The first essay investigates just-in-time production (JIT). I first construct a new measure of JIT at the firm level through a text search. Relative to non-adopters, I document that adopters experience higher sales and smoother outcomes, however, they are also more cyclical and sensitive to weather events. Motivated by these facts, I build and structurally estimate a dynamic general equilibrium model of JIT production. Relative to a counterfactual reflecting the adoption patterns of the 1980s, firms in the estimated economy benefit from a 1% increase in firm value in normal times. Amid a COVID-like disaster, however, the estimated economy experiences a 1.6 percentage point sharper contraction.
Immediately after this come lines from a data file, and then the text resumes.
PR #454, opened 2019-02-01
scheme bugfixes

christopherlam:
Some quick bugfixes with associated tests, separate from ~the difficult PRs~ refactoring commits.

### DIFF
--- a/gnucash/gnome-utils/gnome-utils.scm
+++ b/gnucash/gnome-utils/gnome-utils.scm
@@ -41,3 +41,27 @@
 
 (load-from-path "gnc-menu-extensions")
 
+;; this function will receive 1 boolean argument, and can be used for
+;; any UI init/shutdown routines. For now it will set the
+;; gnc:ui-warn/error/msg tracefile routines to display dialog messages
+;; in addition to tracefile logging.
+(define-public gnc:set-ui-status
+  (let ((save-warn gnc:gui-warn)
+        (save-error gnc:gui-error)
+        (save-msg gnc:gui-msg))
+    (lambda (status)
+      (cond
+       (status
+        (set! gnc:gui-warn (lambda (constr guistr)
+                             (save-warn constr guistr)
+                             (gnc-warning-dialog '() guistr)))
+        (set! gnc:gui-error (lambda (constr guistr)
+                              (save-error constr guistr)
+                              (gnc-error-dialog '() guistr)))
+        (set! gnc:gui-msg (lambda (constr guistr)
+                            (save-msg constr guistr)
+                            (gnc-info-dialog '() guistr))))
+       (else
+        (set! gnc:gui-warn save-warn)
+        (set! gnc:gui-error save-error)
+        (set! gnc:gui-msg save-msg))))))
--- a/libgnucash/app-utils/date-utilities.scm
+++ b/libgnucash/app-utils/date-utilities.scm
@@ -430,8 +430,14 @@
 (define (gnc:get-absolute-from-relative-date date-symbol)
   (let ((rel-date-data (hash-ref gnc:relative-date-hash date-symbol)))
     (if rel-date-data
-       ((gnc:reldate-get-fn rel-date-data))
-       (gnc:error "Tried to look up an undefined date symbol"))))
+        ((gnc:reldate-get-fn rel-date-data))
+        (let* ((msg (_ "Tried to look up an undefined date symbol \
+'~a'. This report was probably saved by a later version of GnuCash. \
+Defaulting to today."))
+               (conmsg (format #f msg date-symbol))
+               (uimsg (format #f (_ msg) date-symbol)))
+          (gnc:gui-warn conmsg uimsg)
+          (current-time)))))
 
 (define (gnc:get-relative-date-strings date-symbol)
   (let ((rel-date-info (hash-ref gnc:relative-date-hash date-symbol)))
--- a/libgnucash/app-utils/date-utilities.scm
+++ b/libgnucash/app-utils/date-utilities.scm
@@ -215,32 +215,78 @@
 (define (gnc:time64-ge-date t1 t2)
   (gnc:time64-le-date t2 t1))
 
-;; Build a list of time intervals. 
+(define (incdate-months date nmonths)
+  (let* ((new-date (gnc-localtime date))
+         (newmonth (+ (tm:mon new-date) nmonths))
+         (new-month-proper (floor-remainder newmonth 12))
+         (new-year-proper (+ (tm:year new-date) (floor-quotient newmonth 12))))
+    (set-tm:year new-date new-year-proper)
+    (set-tm:mon new-date new-month-proper)
+    (let loop ((new-mday (tm:mday new-date)))
+      (set-tm:mday new-date new-mday)
+      (let ((res (gnc-mktime new-date)))
+        (if (= new-month-proper (tm:mon (gnc-localtime res)))
+            res
+            (loop (1- new-mday)))))))
+
+;; Build a list of time intervals.
 ;;
 ;; Note that the last interval will be shorter than <incr> if
 ;; (<curd>-<endd>) is not an integer multiple of <incr>. If you don't
 ;; want that you'll have to write another function.
-(define (gnc:make-date-interval-list current-date end-date increment)
-  (if (< current-date end-date)
-      (let ((next-date (incdate current-date increment)))
-        (if (< next-date end-date)
-            (cons (list current-date (decdate next-date SecDelta) '())
-                  (gnc:make-date-interval-list next-date end-date increment))
-            (cons (list current-date end-date '())
-                  '())))
-      '()))
-  
+(define (gnc:make-date-interval-list startdate enddate incr)
+  (define month-delta
+    (assv-ref MonthDeltas incr))
+  (let loop ((result '())
+             (date startdate)
+             (idx 0))
+    (cond
+     ((>= date enddate)
+      (reverse result))
+     (month-delta
+      (let* ((curr (incdate-months startdate (* month-delta idx)))
+             (next (incdate-months startdate (* month-delta (1+ idx)))))
+        (loop (cons (list curr
+                          (if (< next enddate)
+                              (decdate next SecDelta)
+                              enddate))
+                    result)
+              next
+              (1+ idx))))
+     (else
+      (let ((next (incdate date incr)))
+        (loop (cons (list date
+                          (if (< next enddate)
+                              (decdate next SecDelta)
+                              enddate))
+                    result)
+              next
+              (1+ idx)))))))
+
 ;; Build a list of times.  The dates are evenly spaced with the
 ;; stepsize 'incr'. If the difference of 'startdate' and 'enddate' is
 ;; not an integer multiple of 'incr', 'enddate' will be added as the
 ;; last element of the list, thus making the last interval smaller
 ;; than 'incr'.
 (define (gnc:make-date-list startdate enddate incr)
-  (if (< startdate enddate)
-      (cons startdate
-            (gnc:make-date-list (incdate startdate incr)
-                                enddate incr))
-      (list enddate)))
+  (define month-delta
+    (assv-ref MonthDeltas incr))
+  (let loop ((result '())
+             (date startdate)
+             (idx 0))
+    (cond
+     ((>= date enddate)
+      (reverse (cons enddate result)))
+     (month-delta
+      (let* ((curr (incdate-months startdate (* month-delta idx)))
+             (next (incdate-months startdate (* month-delta (1+ idx)))))
+        (loop (cons curr result)
+              next
+              (1+ idx))))
+     (else
+      (loop (cons date result)
+            (incdate date incr)
+            (1+ idx))))))
 
 ; A reference zero date - the Beginning Of The Epoch
 ; Note: use of eval is evil... by making this a generator function, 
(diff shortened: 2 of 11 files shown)


christopherlam:
I've pulled the book-fy-end property commit from #450 to this PR which contains mainly bugfixes.

libgnucash/app-utils/business-prefs.scm
```diff
@@ -125,6 +125,48 @@
...
+
+  (reg-option
+   (gnc:make-date-option
+    gnc:*book-accounting-period-label* "Custom End of Financial Year"
+    "a2"
+    "Please choose the custom end of financial year. Please be aware \
+only the day and month are used. The year stated is unused."
+    (lambda () (cons 'absolute (current-time)))
+    #f 'absolute #f))
+
```
gjanssens: With this commit the user now has two ways to specify an accounting period:

- via book options in File->Properties
- user-wide via Edit->Preferences

IMO this is a good recipe for confusion.

I do prefer the book options method. It's how it should have been implemented in the first place. However I think that means we need to migrate away from the user-wide option. Which in turn means backwards incompatible changes, so this should go on master to be handled properly.

gjanssens:
Other than the per-book accounting period all other commits are good to go imo

christopherlam:
Ok; so that you don't lose place in reviewing commits; I'll *stop* rebasing on maint.
The 9168ad9 is meant to handle backward compatibility and unfortunately does it silently: only a gnc:warn is emitted. Is this good practice? If all good to go perhaps best to cherrypick the rest? Or you prefer I remove the book-accounting and repush?

gjanssens:
Silently falling back to a default in case of backwards compatibility issues is not ideal, but probably better than a crash.
Even better would be a mechanism to pop up a message box to the user. Of course the tricky part here is you can't define a gui anywhere in libgnucash.

What you can define in libgnucash is a generic "messenger" function object. By default it simply writes a message to the log or stdout or whatever. Make it so that the gui initialization code alters its functionality such that it pops up a gui message box instead.

Something like this in pseudo guile code:

```
; Somewhere in engine initialization code
; This function should probably be added to the global scope
(define (messenger)
  (print message to file))

; Somewhere in the gui initialization routines
(set! (messenger)
  (pop-up-dialog with message))

; Anywhere you'd want to inform the user
(messenger "message")
```

It can be refined to support several message types, like WARN, DEBUG, ERROR,...

gjanssens:
As for rebasing, better not indeed for now to save history. I'm hoping you can handle the merge yourself one of these days :)
For now you can push a reverting commit perhaps.

christopherlam:
OK, I'll think about your solution which sounds good. Meanwhile, perhaps cherry picking everything except the last two commits will be useful? I'll move book accounting to master.

christopherlam:
Ok I've managed to make the gui warning dialog work;

My view is that `(gnc:warn) (gnc:error) (gnc:msg)` can be redefined upon gnome initialization to output to GUI instead of console (or it can do both). It works well for me! Loading a saved-report "from the future" triggers the warning dialog appropriately. If the gui is not loaded then it reverts to console. I've succeeded by amending gnc-gnome-utils.c and augmenting `gnc_ui_start_event_loop`.

There's lots of gnc:warn gnc:error all over, left gratuitously by various coders for their own internal use, never removed. I'll go through and remove them all or make sure they are suitable for GUI.

Views?

christopherlam:
See last commit which will convert all gnc:* to trigger gui warnings :-) so gnc:warn/error/msg will be *much* more visible. I think this is the most appropriate method to inform users!

gjanssens:
I'm glad you got that working. However gnc:warn and friends are not meant to inform the user! Those are meant to generate a trace log, the "trace file" we often ask the users in case of issues. It would reduce the usefulness of the trace file if those entries would be removed.
So it would be better to make an additional set of functions specifically to display messages to the user.

christopherlam:
> I'm glad you got that working. However gnc:warn and friends are not meant to inform the user! Those are meant to generate a trace log, the "trace file" we often ask the users in case of issues. It would reduce the usefulness of the trace file if those entries would be removed.

Ok personally I felt the reports are far too wordy (e.g. I think the barchart will gnc:warn the whole script!) and needed trimming. Will repush soon.

christopherlam:
I think this is now good.
To test I'd suggest save a new saved-report, modify the saved-reports file to modify a multichoice to an unknown symbol, and try running it...

christopherlam:
I think this finally works. I don't have ability to test on ubuntu 14.04 unfortunately.
On ubuntu disco 19.04 it works well.

christopherlam:
Unless someone objects I'll try my first formal github merge tomorrow. I've removed book-accounting-period commit. Bugfixes only.

gnucash/gnome-utils/gnome-utils.scm
```diff
@@ -41,3 +41,23 @@
 
 (load-from-path "gnc-menu-extensions")
 
+(define-public gnc:set-ui-status
+  (let ((save-warn gnc:gui-warn)
+        (save-error gnc:gui-error)
+        (save-msg gnc:gui-msg))
+    (lambda (status)
```
gjanssens: I'm a bit puzzled how "status" gets set. Can you explain this a bit ?

I see you're calling scm_call_1 ... in in gnc_ui_start_event_loop with an SCM boolean, but I can't understand how this eventually ends up in the "status" variable here.

libgnucash/app-utils/options.scm
```diff
@@ -18,6 +18,12 @@
 ;; Boston, MA  02110-1301,  USA       gnu@gnu.org
 (use-modules (ice-9 regex))
 
+(define (rpterror-earlier type newoption fallback)
+  (let ((msg (format #f "This report was saved using a later version of GnuCash. \
+One of the newer ~a options '~a' is not available, fallback to the option \
+'~a'." type newoption fallback)))
+    (gnc:gui-warn msg)))
```
gjanssens: This is a message that will be shown to the end user so it should be translatable...

libgnucash/app-utils/date-utilities.scm
```diff
@@ -430,8 +430,12 @@
...
   (let ((rel-date-data (hash-ref gnc:relative-date-hash date-symbol)))
     (if rel-date-data
-       ((gnc:reldate-get-fn rel-date-data))
-       (gnc:error "Tried to look up an undefined date symbol"))))
+        ((gnc:reldate-get-fn rel-date-data))
+        (let ((msg (format #f "Tried to look up an undefined date symbol '~a'. \
+This report was probably saved by a later version of GnuCash. Defaulting \
+to today." date-symbol)))
+          (gnc:gui-warn msg)
+          (current-time)))))
```
gjanssens: This message should be translable as well.

gjanssens: The warning is no longer printed to the trace file as suggested by the commit message. Was that deliberate ?

gjanssens:
Only a few remarks left :-)

gnucash/gnome-utils/gnome-utils.scm
christopherlam: It's a lispy closure.

1. Two ways of defining a function in guile. `(define (f x) ...)` or `(define f (lambda (x) ...))` These two are *exactly* the same. `x` is hopefully useful in `f`.

2. Any scheme expression can create a local environment using `(let ((vars..)) ...)` - I use it extensively to create intermediate values instead of long complicated expressions; vars are only visible within the let environment, and *discarded* when the (let) is finished.

Combining 1 and 2 leads to
```
(define gui-set
  (let ((old-fn gnc:gui-warn))
    (lambda (status)
      (if status (set! gnc:gui-warn ...)
                 (set! gnc:gui-warn old-fn))
      ...)))
```
whereby gui-set is a *function* (see the lambda) being created within the local environment containing old-fn which is accessible only *within* the `(let)` environment. So gui-set is now a lambda, accepting 1 argument `status` which receives #t/#f, and uses it to modify *global* gnc:gui-warn and can also save it in *local* old-fn.

Very schemey and compact. Avoids using global variables. No tricks, no pythonic generators. Similar to https://www.gnu.org/software/guile/manual/html_node/Shared-Variable.html#Shared-Variable

libgnucash/app-utils/date-utilities.scm
christopherlam: It should... in the redefinition of `gnc:gui-warn` does call the old `gnc:warn` after clicking Close... perhaps I'll reverse the order...

gnucash/gnome-utils/gnome-utils.scm
gjanssens: Very schemey and compact... and very hard to grasp for a non schemer :(
I'll try to remember next time I see such a construct...

libgnucash/app-utils/date-utilities.scm
gjanssens: Ah, I missed that call. I see now.

However that turns the issue around: somewhere below you call  rpterror_earlier followed by a gnc:error. As the former calls gnc:warn you now send two messages to the trace log. One being a warning and the other being an error. That's confusing unfortunately.

Also in the light of the translations, be careful to send the English text to the log and present the translated version to the user...

christopherlam: > However that turns the issue around: somewhere below you call rpterror_earlier followed by a gnc:error. As the former calls gnc:warn you now send two messages to the trace log. One being a warning and the other being an error. That's confusing unfortunately.

Ok found the double log. No difficulty removing old one.

> Also in the light of the translations, be careful to send the English text to the log and present the translated version to the user...

Ack, this one *not* easy! The formatted string gets sent to both gnc:warn and gui-warning-dialog!! If this is important to resolve perhaps *every* gnc:gui-error/warn/msg must send two strings - one for UI and the other for console. 
```
(define (rpterror-earlier type newoption fallback)
  (let ((template (N_ "This report was saved using a later version of \
GnuCash. One of the newer ~a options '~a' is not available, fallback to the \
option '~a'."))
        (console-msg (format #f template type newoption fallback))
        (ui-msg (format #f (_ template) type newoption fallback)))
    (gnc:gui-warn console-msg ui-msg)))
```

Is this desirable?

christopherlam: I've created last amendment for translations but think they add unnecessary complexity. Every gnc:gui-error will need to generate two strings.

cf price-quotes.scm also generates either `gnc-error-dialog` or `gnc:warn` and uses translated strings only. I'm not sure if price-quotes.scm ever gets to run without UI that's beside the point.

jralls: Yes, price-quotes.scm is run from the command-line via the --get-price-quotes option. Many users put it in a cron job/scheduled task to get quotes at the end of each trading day.

Your approach declaring the string in (N_ ...) and calling (_ ...) for dispatch to the gui is correct.

christopherlam: Ok, I've fixed up the gui functions and the crasher. Await travis, then merge!

gnucash/gnome-utils/gnome-utils.scm
christopherlam: There's lots of previous examples in code using a more elaborate closure modelled from the manual
https://www.gnu.org/software/guile/manual/html_node/OO-Closure.html#OO-Closure

e.g. https://github.com/Gnucash/gnucash/blob/3a105f0728984df7f063110acc8390c93722d581/gnucash/report/report-system/report-utilities.scm#L293 whereby `commoditylist` is the local variable

https://github.com/Gnucash/gnucash/blob/3a105f0728984df7f063110acc8390c93722d581/libgnucash/app-utils/options.scm#L204 whereby `value` and `value->string` are local variables... and are miles uglier than the compact stuff above...

gjanssens:
Op maandag 18 februari 2019 07:42:05 CET schreef Christopher Lam:
> christopherlam commented on this pull request.
> 
> > @@ -41,3 +41,23 @@
> 
>  (load-from-path "gnc-menu-extensions")
> 
> +(define-public gnc:set-ui-status
> +  (let ((save-warn gnc:gui-warn)
> +        (save-error gnc:gui-error)
> +        (save-msg gnc:gui-msg))
> +    (lambda (status)
> 
> There's lots of previous examples in code using a more elaborate closure
> modelled from the manual
> https://www.gnu.org/software/guile/manual/html_node/OO-Closure.html#OO-Clos
> ure
> 
> e.g.
> https://github.com/Gnucash/gnucash/blob/3a105f0728984df7f063110acc8390c9372
> 2d581/gnucash/report/report-system/report-utilities.scm#L293 whereby
> `commoditylist` is the local variable
> 
> https://github.com/Gnucash/gnucash/blob/3a105f0728984df7f063110acc8390c93722
> d581/libgnucash/app-utils/options.scm#L204 whereby `value` and
> `value->string` are local variables... and are miles uglier than the
> compact stuff above...

Right. And I never claimed I fully understood all of that code. Your code is 
fine. I am just learning more guile here.

christopherlam:
I forgot to consider that 65bfeaf5de8c52c77ba0f4e8f4d5d6ceeb45b33e is potentially important to highlight in release 3.5 - it will change the dates produced in many reports eg asset-chart, networth-chart etc. It shouldn't raise any complaints -- dates can be selected e.g. monthly networth on 31th December would formerly produce 31/12, 31/01, 03/03, 03/04 etc but now produce 31/12, 31/01, 28/02, 31/03 etc.

The main side effect here would be any reports using the previous dates list would now produce different numbers.

A major benefit will be reports can now produce true monthly net-worth figures. Previously users would try start-date = 01-jan, interval = monthly, and would unfortunately get end-of-day networth. Now they can select start-date = 31-12, interval = monthly, and produce net worth figures "at the beginning of every month".

jralls:
That's good to know but unfortunately I'm unlikely to remember to include it in the release notes 3 weeks from now.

The second essay examines the role that volatility can play in generating seemingly non-rational behavior. First, I document that the same professional forecaster over- and underreacts to distinct macroeconomic variables. I then show that such behavior can arise in a noisy information environment with unobserved volatility and costly model adoption. In such a model, forecasters overreact to variables for which they have less precise information and underreact to variables for which they have more precise information. I provide empirical evidence in favor of this explanation and calibrate a version of this model to show that it can replicate meaningful shares of simultaneous over- and underreaction.
The third essay similarly relates to survey expectations. By way of example, I show that rational and non-rational models alike are able to deliver the same linear relationship between forecast errors and revisions. I specifically focus on a rational model of strategic interaction as well as non-rational models of overconfidence and diagnostic expectations. I propose examining the serial correlation of revisions instead as it is able to distinguish between these three models.